New album captures OKC Phil’s tribute to icon Clara Luper


OKLAHOMA CITY – In the long, rich, and ever-continuing history of activism and organization in Oklahoma City, there’s arguably still no greater or more important figure than leader and educator Clara Luper, who pioneered the sea-changing sit-in protests of the 1950s and fought for Civil Rights for decades.

To celebrate the 100th anniversary of Luper’s birth in 2023, the Oklahoma City Philharmonic – led by Maestro Alexander Mickelthwate – commissioned a rousing, three-movement symphony in her honor.

The result was “Trials, Tears, Transcendence: The Journey of Clara Luper,” a sprawling cross-genre musical remembrance developed by Hall of Fame jazzman and composer Hannibal Lokumbe and performed by the OKC Phil, Canterbury Voices, The Ambassador Choir, drummer Brannen Temple, Grammy-winning operatic soprano Karen Slack, and Luper’s own daughter, Marilyn.

On May 13th, 2023, that remarkable ensemble took the Civic Center stage to present the work to Oklahoma City.

Now, that night’s performance is available as a new album, “Veils of Justice,” alongside some of Lokumbe’s other musical memorials to giants of action and activism and his epilogue to the work featuring Eastside’s own Jabee Williams, all produced and released by OKC-based Onyx Lane.

It’s a massive work, spanning epic classicism, heady opera, spoken-word narration, gospel revival, and fiery jazz, often all at once, along the way telling Luper’s story, but not by simple chronology or rote.

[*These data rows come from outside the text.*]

PR #885, opened 2024-07-04
refactor(rumqttc): make AsyncClient/Eventloop mockable

mbodmer:
I have the need to mock the interface to the rumqttc client for testing/benching purposes. 

There was no evident way I could achieve this other than introducing a new trait `PollableEventLoop` defining the poll interface on the `EventLoop`.

Now it is possible to reuse the `AsyncClient` and mock the `EventLoop`.

I have also added a mocked version of the `asyncpubsub` example.

This change will make it mandatory to `use rumqttc::PollableEventLoop`, that is why I mark this as a breaking change.

## Type of change

## Checklist:

### DIFF
--- a/benchmarks/clients/rumqttasync.rs
+++ b/benchmarks/clients/rumqttasync.rs
@@ -1,4 +1,4 @@
-use rumqttc::{AsyncClient, Event, Incoming, MqttOptions, QoS};
+use rumqttc::{AsyncClient, Event, Incoming, MqttOptions, PollableEventLoop, QoS};
 
 use std::error::Error;
 use std::time::{Duration, Instant};
--- a/benchmarks/clients/rumqttasyncqos0.rs
+++ b/benchmarks/clients/rumqttasyncqos0.rs
@@ -1,4 +1,4 @@
-use rumqttc::{AsyncClient, Event, Incoming, MqttOptions, QoS};
+use rumqttc::{AsyncClient, Event, Incoming, MqttOptions, PollableEventLoop, QoS};
 
 use std::error::Error;
 use std::time::{Duration, Instant};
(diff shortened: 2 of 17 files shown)


biglben:
Great work. I'm also very interested in getting this merged as it would be incredibly helpful for our testing process. Looking forward to seeing this merged soon

swanandx:
Hey @mbodmer , thanks for the PR.

As per the example in PR, mock eventloop is just an wrapper and uses `AsyncClient::from_sender` internally, so I don't think we need the trait `PollableEventLoop`. For testing, all you need to do use use from_sender method and use the rx of that channel to do anything right? even recreating your own eventloop!

Please feel free to lmk if I'm missing something, thank you for understanding :)

mbodmer:
Thanks so much for your feedback @swanandx

I am not sure I completely understand your suggestion. Also the example might not completely capture my situation. My client code is something like:

```rust
pub struct MqttClientService<S> {
    pub(crate) client: AsyncClient,
    pub(crate) eventloop: EventLoop,
    pub(crate) inner: S,
}
```

Here I cannot make the `EventLoop` generic when it is not a trait. How would I integrate with a mocked eventloop or how would your suggestion allow for this? I am not that experienced with rust, so please excuse me, I probably did not understand yet.

swanandx:
let me elaborate: for mock eventlloop 
```rust
struct MockEventloop {
    rx: Receiver<Request>,
}

// impl MockEventloop as you wish

// To create client and eventloop you can do something like:
let (tx, rx) = flume::unbounded();
let client = AsyncClient::from_senders(tx);
let eventloop = MockEventloop { rx };
```

Coming to your code, you want to have Eventloop such that both rumqttc's Eventloop and your mock eventloop can integrate with your MqttClientService right?

For that, you can define and implement that trait inside your code as well right? for Eventloop you can just call it's poll internally, and for Mockeventloop you can do as you need. pseudocode:
```rust
impl Pollable for EventLoop {
    fn poll(..) {
        self.poll().await
    }
}
```

Otherwise, you can have MockMqttClient which holds the rx ( instead of eventloop ) which you can use for testing.

swanandx:
cool! feel free to reopen / comment if required, thanks :)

Instead, the trials and triumphs of Luper’s life are recounted in spiritual conversation, primarily between Marilyn herself relaying the violence and struggle that their family endured and Slack performing the role of Clara as she reaffirms her love for her children and reassures the continuing fight for true liberation.

Composer Hannibal Lokumbe address the audience during the performance of “Trials, Tears, Transcendence – The Journey of Clara Luper” at Civic Center Music Hall May 13, 2023 (photo courtesy of Onyx Lane)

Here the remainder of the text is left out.